2. Dibesarkan dalam keluarga yang tidak mengajari cara memilah barang.
3. Memiliki keluarga yang juga menderita hoarding disorder.
4. Pernah ditinggalkan oleh orang yang dicintai.
5. Pernah mengalami kesulitan ekonomi.
6. Pernah mengalami kehilangan harta benda akibat kebakaran atau bencana alam.
Gejala Hoarding Disorder
Mencari dan menyimpan barang dalam jumlah berlebihan merupakan gejala awal hoarding disorder. Penderita juga dapat menunjukkan tanda dan gejala berikut :
1. Sulit membuang barang-barang yang sebenarnya tidak diperlukan.
2. Merasa cemas ketika hendak membuang barang yang tidak diperlukan.
3. Sulit mengambil keputusan.
4. Mencari benda lain dari luar rumah agar bisa ditimbun.
5. Merasa tertekan saat benda miliknya disentuh orang lain.
6. Menyimpan barang sampai mengganggu fungsi ruangan di rumah.
7. Melarang orang lain membersihkan rumahnya.
8. Menjauhkan diri dari keluarga dan teman.
Selain barang, penderita hoarding disorder juga bisa mengumpulkan hewan yang terlantar, tetapi tidak mengurusnya dengan benar.
Kapan Harus ke Dokter?
Penderita hoarding disorder umumnya jarang memeriksakan diri ke dokter karena merasa tidak ada yang salah atau janggal dengan perilakunya. Jika keluarga atau orang terdekat Anda menunjukkan gejala kondisi ini, ajaklah mereka untuk berkonsultasi ke dokter.

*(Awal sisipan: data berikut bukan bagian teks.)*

PR #29129, opened 2022-06-06
[Event Hubs] Checkpoint Migration Sample Tweak

jsquire:
# Summary

The focus of these changes is to tweak the checkpoint migration sample to account for the potential that a blob exists for ownership purposes but does not have valid checkpoint data.  Previously, the sample would emit a T2 checkpoint for these will potentially invalid data.


JoshLove-msft (approved):

m-redding (approved):
Everything makes sense from my perspective!

Issue #32456, opened 2022-11-13
EUAP region pages should contain EUAP "Early Updates Access Program" meaning or mention that they are canary regions


vs-li:
The pages for CentralUSEUAP and EastUS2EUAP should contain some short description that they are canary regions or "Early Updates Access Program" regions.

Ex. instead of "Name of the Azure Central US EUAP region in the Azure Cosmos DB service." have "Name of the Azure Central US Early Updates Access Program (EUAP) region in the Azure Cosmos DB service."

See: https://stackoverflow.com/questions/50647007/what-is-an-euap-region-in-azure

---
#### Document Details

⚠ *Do not edit this section. It is required for learn.microsoft.com ➟ GitHub issue linking.*

* ID: 1dbf611e-ee34-9f8d-f9de-df57119912f7
* Version Independent ID: a2e6ff2e-62f5-e4f8-f167-df8e2280b82a
* Content: [LocationNames.CentralUSEUAP Field (Microsoft.Azure.Documents) - Azure for .NET Developers](https://learn.microsoft.com/en-us/dotnet/api/microsoft.azure.documents.locationnames.centraluseuap?view=azure-dotnet&source=docs)
* Content Source: [xml/Microsoft.Azure.Documents/LocationNames.xml](https://github.com/Azure/azure-docs-sdk-dotnet/blob/master/xml/Microsoft.Azure.Documents/LocationNames.xml)
* Service: **cosmos-db**
* GitHub Login: @rloutlaw
* Microsoft Alias: **routlaw**

PramodValavala-MSFT:
@vs-li Thanks for the feedback! We will update accordingly.

PR #32891, opened 2022-12-06
Fix failing SIP Routing tests in Communication/PhoneNumbers 

jannovak-msft:
# Description
The SIP Routing tests started to fail when run in parallel by pipelines.
Used dynamic resources instead of a static one. So each pipeline works with own resource.
Code altered to use randomized domain FQDNs based on UUID. (Each domain can be assigned only to one resource at the time)

[Issue #3047678 Fix Sip Routing Tests - .NET SDK](https://skype.visualstudio.com/SPOOL/_workitems/edit/3047678)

Melalui konsultasi, dokter dapat melakukan pemeriksaan untuk memastikan diagnosis dan merekomendasikan metode perawatan yang tepat.
Pemeriksaan Hoarding Disorder
Untuk mendiagnosis hoarding disorder, dokter akan bertanya seputar riwayat kesehatan pasien dan kebiasaannya memperoleh atau menyimpan barang. Dokter juga dapat menanyakan kondisi pasien dan keadaan rumahnya kepada orang terdekat pasien.
Selanjutnya, dokter akan menggunakan kriteria Diagnostic and Statictical Manual of Mental Disorders (DSM-5) untuk mendiagnosis hoarding disorder.
Beberapa kriteria yang menunjukkan hoarding disorder adalah :
1. Kesulitan untuk membuang benda yang sudah tidak terpakai.
2. Keinginan untuk selalu menyimpan atau menimbun banyak benda.
3. Tempat tinggal penderita penuh dengan benda yang dapat membahayakan keselamatan dan kesehatannya.
4. Benda yang ditimbun menimbulkan masalah di lingkungan sekitar, hubungan sosial, dan pekerjaan.
5. Kebiasaan menimbun benda tidak terkait gangguan kesehatan lain, seperti cedera otak atau sindrom Prader-Willi.
Pengobatan Hoarding Disorder
Hoarding disorder dapat diatasi dengan psikoterapi dan pemberian obat-obatan. Berikut adalah penjelasannya :
1. Psikoterapi
Pada terapi perilaku kognitif, dokter akan melatih pasien untuk menahan keinginan menimbun barang dan membuang barang-barang yang ditumpuk. Terapi ini dapat melibatkan anggota keluarga atau orang yang tinggal serumah dengan pasien.
2. Obat-obatan
Dokter dapat meresepkan obat-obatan jika pasien menderita gangguan mental lain, seperti depresi dan gangguan kecemasan. Obat-obatan yang biasanya diresepkan adalah jenis antidepresan Selective Serotonin Reuptake Inhibitor (SSRI).